A case for client-side machine learning

• ⏱ 10 min read

What's the future of machine learning going to look like? How can we attempt to predict what's going to come next given the rate of innovation? We can't make any predictions with certainty, but in this post I will examine past trends and ongoing work in an attempt to make predictions about the future.

The current paradigm of machine learning is "static" - users requests are shipped off to GPUs running in the cloud, inference is performed and results are returned. It seems unlikely that this paradigm will remain unchanged going forward. I believe the next paradigm of ML is "dynamic", with client side encoding of user specific information in model weights, models becoming more personalized, and your tertiary self adapting to you.

But this isn't some Jetsons fantasy, this future will arrive sooner than you think. Let's apply some first principles thinking in an attempt to understand when and how this will take shape.

The Past

Gates&Allen GE-400

Here's Bill Gates & Paul Allen sitting at a Teletype Model 33 ASR Terminal in 1968. This Model 33 would be connected to a General Electric computer designed for time-sharing, where requests from multiple users would be multiplexed in order to maximise compute utilization.
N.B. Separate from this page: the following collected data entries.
Issue #1325, opened 2021-01-18
allow - character in the OnlineDebug module


juzhiyuan:
# Feature request

## Please describe your feature

We need to improve Regexp to allow the `-` character in the OnlineDebug module's URI input box.

## Describe the solution you'd like

Improve Regexp.

## Additional context

![image](https://user-images.githubusercontent.com/2106987/104902058-2e90de80-59b9-11eb-9efa-f32e5c3a3b22.png)

PR #1308, opened 2021-01-15
test: Create Upstream in Route.

guoqqqi:
Please answer these questions before submitting a pull request

- Why submit this pull request?
- [ ] Bugfix
- [x] New feature provided
- [ ] Improve performance
- [ ] Backport patches

- Related issues
resolve #1125  
___
E2E: create Upstream in Route.
1. Create Upstream in Route
2. Select Upstream in Route then Input manually

PR #1326, opened 2021-01-18
fix(fe): update url regexp in online debug

liuxiran:

- [ ] Bugfix

- Related issues
fix: #1325 
___
### Bugfix
- Description

- How to fix?
update url Regexp to allow `-` in url path, at the same time allow `%` `+` `-` in query params

___

already added.

### DIFF
--- a/web/config/defaultSettings.ts
+++ b/web/config/defaultSettings.ts
@@ -31,6 +31,14 @@ export default {
   title: 'APISIX Dashboard',
   pwa: false,
   iconfontUrl: '',
+  serveUrlMap: {
+    dev: 'http://139.217.190.60',
+    test: 'http://localhost:9000',
+  }
 } as LayoutSettings & {
   pwa: boolean;
+  serveUrlMap: {
+    dev: string;
+    test: string;
+  }
 };
--- a/web/config/defaultSettings.ts
+++ b/web/config/defaultSettings.ts
@@ -34,11 +34,11 @@ export default {
   serveUrlMap: {
     dev: 'http://139.217.190.60',
     test: 'http://localhost:9000',
-  }
+  },
 } as LayoutSettings & {
   pwa: boolean;
   serveUrlMap: {
     dev: string;
     test: string;
-  }
+  };
 };
--- a/web/cypress/integration/route/online-debug.spec.js
+++ b/web/cypress/integration/route/online-debug.spec.js
@@ -16,7 +16,7 @@
  */
 /* eslint-disable no-undef */
 import menuLocaleUS from '../../../src/locales/en-US/menu';
-import RouteLocaleUS from '../../../src/pages/Route/locales/en-US';
+import routeLocaleUS from '../../../src/pages/Route/locales/en-US';
 import defaultSettings from '../../../config/defaultSettings';
 
 context('Online debug', () => {
@@ -46,15 +46,15 @@ context('Online debug', () => {
     cy.contains(menuLocaleUS['menu.routes']).click();
 
     // show online debug draw
-    cy.contains(RouteLocaleUS['page.route.onlineDebug']).click();
+    cy.contains(routeLocaleUS['page.route.onlineDebug']).click();
 
     // input uri with specified special characters
     urisWithSpecialChars.forEach((uri) => {
       cy.get(domSelector.uriInput).clear();
       cy.get(domSelector.uriInput).type(`${defaultSettings.serveUrlMap[SERVE_ENV].split('//').pop()}/${uri}`);
-      cy.contains(RouteLocaleUS['page.route.button.send']).click();
+      cy.contains(routeLocaleUS['page.route.button.send']).click();
       // should not show the notification
-      cy.contains(RouteLocaleUS['page.route.input.placeholder.requestUrl']).should('not.exist');
+      cy.contains(routeLocaleUS['page.route.input.placeholder.requestUrl']).should('not.exist');
     });
   });
 });
--- a/web/cypress/integration/route/online-debug.spec.js
+++ b/web/cypress/integration/route/online-debug.spec.js
@@ -20,18 +20,24 @@ import routeLocaleUS from '../../../src/pages/Route/locales/en-US';
 import defaultSettings from '../../../config/defaultSettings';
 
 context('Online debug', () => {
-  const urisWithSpecialChars = [
-    'localhost:9000/get',
-    '127.0.0.1:9000/get',
-    'baidu.com/get',
-    'localhost:9000/deps-get',
-    'localhost:9000/deps.get',
-    'localhost:9000/deps_get',
-    'localhost:9000/get?search=1',
-    'localhost:9000/get?search=%U%E',
-    'localhost:9000/get?search=v1&number=-1',
-    'localhost:9000/get?search=1+1',
-  ];
+  const data = {
+    uris: [
+      'localhost:9000/get',
+      '127.0.0.1:9000/get',
+      'www.baidu.com/get',
+      'baidu.com/get',
+      'test-host.com/get',
+      'test-host.com/aBCdsf/defsdf456eweWQE',
+      'localhost:9000/deps-get',
+      'localhost:9000/deps.get',
+      'localhost:9000/deps_get',
+      'localhost:9000/get?search=1',
+      'localhost:9000/get?search=v1,sd&number=-1',
+      'localhost:9000/get?search=1+1',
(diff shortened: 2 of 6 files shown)


juzhiyuan:
@guoqqqi Please take a look at this PR, if anything you are not clear, you could leave comments.

web/cypress/integration/route/online-debug.spec.js
```diff
@@ -0,0 +1,52 @@
...
+ * Unless required by applicable law or agreed to in writing, software
+ * distributed under the License is distributed on an "AS IS" BASIS,
+ * WITHOUT WARRANTIES OR CONDITIONS OF ANY KIND, either express or implied.
+ * See the License for the specific language governing permissions and
+ * limitations under the License.
+ */
+/* eslint-disable no-undef */
+
+context('Online debug', () => {
+  const ServerHost = '139.217.190.60';
```
LiteSun, line 20: why not using `http://localhost:9000`?

liuxiran: > why not using `http://localhost:9000`?

Actually it would be better to use APISIX's address here, and I'm not sure this if this address is also for APISIX(It shouldn't be, is it)

BTW, will github CI work well if  I use `http://localhost:9000`? @LiteSun

web/cypress/integration/route/online-debug.spec.js
```diff
@@ -42,6 +42,7 @@ context('Online debug', () => {
 
     // input uri with specified special characters
     urisWithSpecialChars.forEach((uri) => {
+      cy.get('#debugUri').clear();
```
juzhiyuan, line 45: https://github.com/apache/apisix-dashboard/pull/1308/files#diff-f7a862c3853a71e325c09d7d25c05ccd96ba223ad611a71302d3547e8163275cR20-R28

Please take a look at this example, we may move all those mappers to a specified file in the future, but for now, we could use this way.

web/cypress/integration/route/online-debug.spec.js
LiteSun: Not sure if APISIX is started on the backend.  Need @nic-chen to confirm.

What I am trying to say is: we should not rely on outside services for testing 😊

web/cypress/integration/route/online-debug.spec.js
liuxiran: It's a good idea to unified define `domSelectors`, fixed.

web/cypress/integration/route/online-debug.spec.js
nic-chen: > Not sure if APISIX is started on the backend. Need @nic-chen to confirm.
> 
> What I am trying to say is: we should not rely on outside services for testing 😊

agree with you, we should not rely on outside services for testing. if needed, we could run it in CI.

web/config/defaultSettings.ts
```diff
@@ -31,6 +31,14 @@ export default {
   title: 'APISIX Dashboard',
   pwa: false,
   iconfontUrl: '',
+  serveUrlMap: {
+    dev: 'http://139.217.190.60',
+    test: 'http://localhost:9000',
+  },
```
liuxiran, line 37: I found that both fe dev and cy test need this config, I moved it to the `defaultSettings`

web/cypress/integration/route/online-debug.spec.js
```diff
@@ -0,0 +1,60 @@
...
+ * Unless required by applicable law or agreed to in writing, software
+ * distributed under the License is distributed on an "AS IS" BASIS,
+ * WITHOUT WARRANTIES OR CONDITIONS OF ANY KIND, either express or implied.
+ * See the License for the specific language governing permissions and
+ * limitations under the License.
+ */
+/* eslint-disable no-undef */
+import menuLocaleUS from '../../../src/locales/en-US/menu';
+import routeLocaleUS from '../../../src/pages/Route/locales/en-US';
+import defaultSettings from '../../../config/defaultSettings';
```
liuxiran, line 20: in order to reuse the definition, I imported the locales files instead of using the text of the dom. 

cc @juzhiyuan @LiteSun

web/cypress/integration/route/online-debug.spec.js
```diff
@@ -54,6 +54,9 @@ context('Online debug', () => {
       cy.get(domSelector.uriInput).type(`${defaultSettings.serveUrlMap[SERVE_ENV].split('//').pop()}${uri}`);
       cy.contains(routeLocaleUS['page.route.button.send']).click();
       // should not show the notification
+      
+      // test ci failed 
+      cy.wait(500)
```
juzhiyuan, line 59: Could we use `interceptor` to check if that request is finished?

liuxiran: > Could we use `interceptor` to check if that request is finished?

In fact, this test case does not have to wait for the response of the request, because It only needs to validate the url
and it passed in my local env. 

However, it is possible that multiple requests are made frequently and errors are reported because of blocking. PLS let me try to find out the exact cause of the problem first, then I'll try `interceptor` ^_^

liuxiran: The regular expression does not take into account the case of `localhost`, that is why CI failed🤣, I will update soon, thanks all your help @LiteSun @juzhiyuan

nic-chen:
image

we should need some more test cases for it..

juzhiyuan:
> image
> 
> we should need some more test cases for it..

https://github.com/apache/apisix-dashboard/pull/1326/files#diff-20cb223ab12b7a91431dc130015be393007e4b28b1fbb8b0a91d315c1e2f3986R23-R32

web/cypress/integration/route/online-debug.spec.js
```diff
@@ -21,19 +21,20 @@ import defaultSettings from '../../../config/defaultSettings';
...
-    '/deps-get',
-    '/deps.get',
-    '/deps_get',
-    '/get?search=1',
-    '/get?search=%U%E',
-    '/get?search=v1&number=-1',
-    '/get?search=1+1',
+    'localhost:9000/get',
+    '127.0.0.1:9000/get',
+    'baidu.com/get',
```
juzhiyuan, line 26: `baidu` may not exist here, could we use a library to do this check?

liuxiran: > `baidu` may not exist here, could we use a library to do this check?

It will take a little time to research, let me have a try

liuxiran:
> image
> 
> we should need some more test cases for it..

this pr will solve your problem @nic-chen , at the same time I will check the regexp again, and add more test cases, thanks for your advice.

web/cypress/integration/route/online-debug.spec.js
liuxiran: for data: `baidu.com/get` just a case to test the host which does not contain `www`, and network does not affect the execution of test case, so I keep `baidu.com/get` in the data ^_^ @juzhiyuan 

and for the regexp,  I just tried a simpler one to cover complex situations.

juzhiyuan:
@liuxiran  just for reference: https://stackoverflow.com/questions/5717093/check-if-a-javascript-string-is-a-url

liuxiran:
> @liuxiran just for reference: https://stackoverflow.com/questions/5717093/check-if-a-javascript-string-is-a-url

thanks a lot, I tried it, which covers all data except `localhost:9000`

web/src/pages/Route/components/DebugViews/DebugDrawView.tsx
```diff
@@ -143,7 +143,7 @@ const DebugDrawView: React.FC<RouteModule.DebugDrawProps> = (props) => {
 
   const handleDebug = (url: string) => {
     /* eslint-disable no-useless-escape */
-    const urlReg = /^(?=^.{3,255}$)(www\.)?[a-zA-Z0-9][-a-zA-Z0-9]{0,62}(\.[a-zA-Z0-9][-a-zA-Z0-9]{0,62})+(:\d+)*(\/\w*)*(\.\w+)*([\?&]\w+=\w*)*$/;
+    const urlReg = /^[0-9a-zA-Z]([-.\w]*[0-9a-zA-Z])*(:(0-9)*)*(\/?)([a-zA-Z0-9\-\=\.\"\?\,\'\/\\\+&amp;%$#_]*)?$/;
```
juzhiyuan, line 146: image

juzhiyuan (approved):

LiteSun (approved):

imjoey (approved):
/lgtm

Machine learning is much like this today, with a huge warehouse of A100s located in North Virginia undisclosed location that your device shares with 100,000s of others via API requests.
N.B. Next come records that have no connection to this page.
PR #1344, opened 2021-01-21
fix: ignore the init_dir event when watching etcd events

### LINKED ISSUE #1329: bug: non-json data causes error logs
# Bug report

## Describe the bug

json parse failed log in error.log

## How to Reproduce

1. start Manager API (new installation)
2. start APISIX (new installation)

## Expected behavior

no error log

## System information

- OS: [e.g. macOS, Windows] macOS
- Browser (if applies) [e.g. Chrome, Safari, Edge]
- Version: [e.g. 2.0-rc3] master

## Additional context

first time installation and start APISIX after the Manager API started.

imjoey:
Signed-off-by: imjoey <majunjie@apache.org>

- [x] Bugfix
- [ ] New feature provided
- [ ] Improve performance
- [ ] Backport patches

- Related issues

Fixes #1329 .

___
### Bugfix
- Description

Current implementation only ignores the `init_dir` etcd event at `init` stage, not at `watch` stage. This would lead to JSON unmarshaling error when re-initialization the etcd data via `apisix init_etcd` command.

- How to fix?

This PR will make an additional check for each event at `watch` stage, skipping the `init_dir` ones.

IMHO, each kind of storage and even each kind of data in single storage, will have their own rules to check if the data is skippable. So this PR will also move the `init_dir` judgement from store to storage.

This PR also introduce the `Keypair` into `Event` as the embedded field, to simply the definitions.

### DIFF
--- a/api/internal/core/storage/etcd.go
+++ b/api/internal/core/storage/etcd.go
@@ -28,6 +28,12 @@ import (
 	"github.com/apisix/manager-api/internal/utils"
 )
 
+const (
+	// SkippedValueInitDir indicates the init_dir etcd
+	// event will be skipped
+	SkippedValueInitDir = "init_dir"
+)
+
 var (
 	Client *clientv3.Client
 )
@@ -120,6 +126,8 @@ func (s *EtcdV3Storage) List(ctx context.Context, key string) ([]Keypair, error)
 		data := Keypair{
 			Key:   string(resp.Kvs[i].Key),
 			Value: string(resp.Kvs[i].Value),
+			// Mark the init_dir etcd event as skippable if value is init_dir
+			Skipped: string(resp.Kvs[i].Value) == SkippedValueInitDir,
 		}
 		ret = append(ret, data)
 	}
@@ -171,8 +179,13 @@ func (s *EtcdV3Storage) Watch(ctx context.Context, key string) <-chan WatchRespo
 
 			for i := range event.Events {
 				e := Event{
-					Key:   string(event.Events[i].Kv.Key),
-					Value: string(event.Events[i].Kv.Value),
+					Keypair: Keypair{
+						Key:   string(event.Events[i].Kv.Key),
+						Value: string(event.Events[i].Kv.Value),
+						// Mark the init_dir etcd event as skippable
+						// if it's a init_dir event
+						Skipped: string(event.Events[i].Kv.Value) == SkippedValueInitDir,
+					},
 				}
 				switch event.Events[i].Type {
 				case clientv3.EventTypePut:
--- a/api/internal/core/storage/etcd.go
+++ b/api/internal/core/storage/etcd.go
@@ -29,9 +29,9 @@ import (
 )
 
 const (
-	// SkippedValueInitDir indicates the init_dir etcd
-	// event will be skipped
-	SkippedValueInitDir = "init_dir"
+	// SkippedValueEtcdInitDir indicates the init_dir
+	// etcd event will be skipped
+	SkippedValueEtcdInitDir = "init_dir"
 )
 
 var (
@@ -127,7 +127,7 @@ func (s *EtcdV3Storage) List(ctx context.Context, key string) ([]Keypair, error)
 			Key:   string(resp.Kvs[i].Key),
 			Value: string(resp.Kvs[i].Value),
 			// Mark the init_dir etcd event as skippable if value is init_dir
-			Skipped: string(resp.Kvs[i].Value) == SkippedValueInitDir,
+			Skipped: string(resp.Kvs[i].Value) == SkippedValueEtcdInitDir,
 		}
 		ret = append(ret, data)
 	}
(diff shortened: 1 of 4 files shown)


tokers:
could we add a test case to verify that these events are really ignored?

imjoey:
> could we add a test case to verify that these events are really ignored?

@tokers  sure, Thanks.

imjoey:
> > could we add a test case to verify that these events are really ignored?
> 
> @tokers sure, Thanks.

@tokers Since the skipped field is a built-in field in Keypair or Event, I added two skippable data in the existing test case. Eventually, the test will pass if the `wantCache` does not contain the skippable data defined in `giveListRet` and `giveResp`.
Any feedback is welcome. Thanks.

imjoey:
ping @ShiningRush @nic-chen @starsz for reviewing at your convenience. Many thanks.

api/internal/core/storage/etcd.go
```diff
@@ -120,6 +126,8 @@ func (s *EtcdV3Storage) List(ctx context.Context, key string) ([]Keypair, error)
 		data := Keypair{
 			Key:   string(resp.Kvs[i].Key),
 			Value: string(resp.Kvs[i].Value),
+			// Mark the init_dir etcd event as skippable if value is init_dir
+			Skipped: string(resp.Kvs[i].Value) == SkippedValueEtcdInitDir,
```
nic-chen, line 130: I think empty string or `{}` should be skipped too.

imjoey: @nic-chen  yep, there definitely exists various kinds of values that should be skippable for each storage type. This PR is going to explicitly skip the `init_dir` values to fix #1329 . How about adding other more condition checks when we need to deal with them?

nic-chen: APISIX may change it to `{}`, so I think we should deal with them in this PR if you have time for it. Thanks.

imjoey: > APISIX may change it to `{}`, so I think we should deal with them in this PR if you have time for it. Thanks.

@nic-chen thanks for the directions. I will set `{}` as skippable soon

tokers (approved):

nic-chen (approved):

imjoey:
@tokers @nic-chen PR renewed with marking `{}` also skippable. While honestly, for now `{}` is invalid, but may be considered to be valid in the future. So I also added relevant important comments to remind developers.

api/internal/core/storage/etcd.go
imjoey: @nic-chen  PR renewed and it's done. Thanks.

api/internal/core/storage/storage.go
```diff
@@ -36,12 +36,13 @@ type WatchResponse struct {
 type Keypair struct {
 	Key   string
 	Value string
+	// If true, this keypair will NOT be processed in store.
+	Skipped bool
```
ShiningRush, line 40: Why we need to skip it in store not storage?

imjoey: @ShiningRush

IMHO, no data processing logic in storage layer would keep it single responsibility, which is only to provide data to store. Store will handle more logic to determine if really going to skip the data during processing. Looking forward to your insights.

imjoey: @ShiningRush  From my point of view, the difference is about the design.

1. Storage provides ALL data to Store for further processing
>  This would lead to skip data in Store, leaving Storage out of data processing
2. Storage provides ONLY VALID data to Store for further processing
> This would guide us to eliminate invalid data before sending to Store, as you mentioned.

Looking forward to your insights.

imjoey: @ShiningRush 

Cause the original skip check is done in Store, I guess your opinion is the design 1. If not, we could also use design 2 instead. It's not a heavy workload. 😄

ShiningRush: In fact, I prefer option 2, because invalid data should be cleaned from the source. If the skip logic of storage requires store participation, then this part of the content can be provided to the store as options instead of a `Skipped` flag, which is just a notification to the store and does not have much meaning.

BTW: I did not participate in the review of the previous skip logic, so I don't know it before.
Sometimes I’m busy, so I can’t participate in every pr, sorry : (

nic-chen: @ShiningRush 
Just reminder, the placeholder could not be cleared, because APISIX needs to simulate a directory like `/apisix/route/`, otherwise there will be problems with `watch`.

ShiningRush: Got it

imjoey: @ShiningRush

> If the skip logic of storage requires store participation, then this part of the content can be provided to the store as options instead of a `Skipped` flag, which is just a notification to the store and does not have much meaning.

Thanks for your opinion. I would use design 2 to refactor this functionality.

> BTW: I did not participate in the review of the previous skip logic, so I don't know it before.
> Sometimes I’m busy, so I can’t participate in every pr, sorry : (

That's OK. Just try enjoy the open source. 😄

Much like the time-sharing of the 60's and 70's, this approach is destined to change as more compute is put into the hands of the users. Given todays computing capabilties, is it feasible to do machine learning on the client side?

First Principles Thinking

Let's do some back of the envelope calculations to evaluate if client side machine learning is currently feasible. There are 3 factors to consider:

  • Memory - can we store the model parameters in (V)RAM on consumer hardware?
  • Network - what size model can we reasonably ship to a user?
  • Compute - can we perform inference (and possibly training) in a reasonable time?

Memory is not the bottleneck, since integrated GPUs share their memory with the CPU, and even mobile devices are commonly shipping with 4GB or more of RAM. 4GB equates to 2B FP16 parameters, or large enough to comfortably fit InstructGPT with enough to spare for an OS.

Network is more constrained, with the average internet speed in the United States currently sitting at ~150Mbit/s. This means that it would currently take ~140 seconds to download InstructGPT's 2.6GB FP16 weights. The download however, only needs to be done once, and can be cached client side.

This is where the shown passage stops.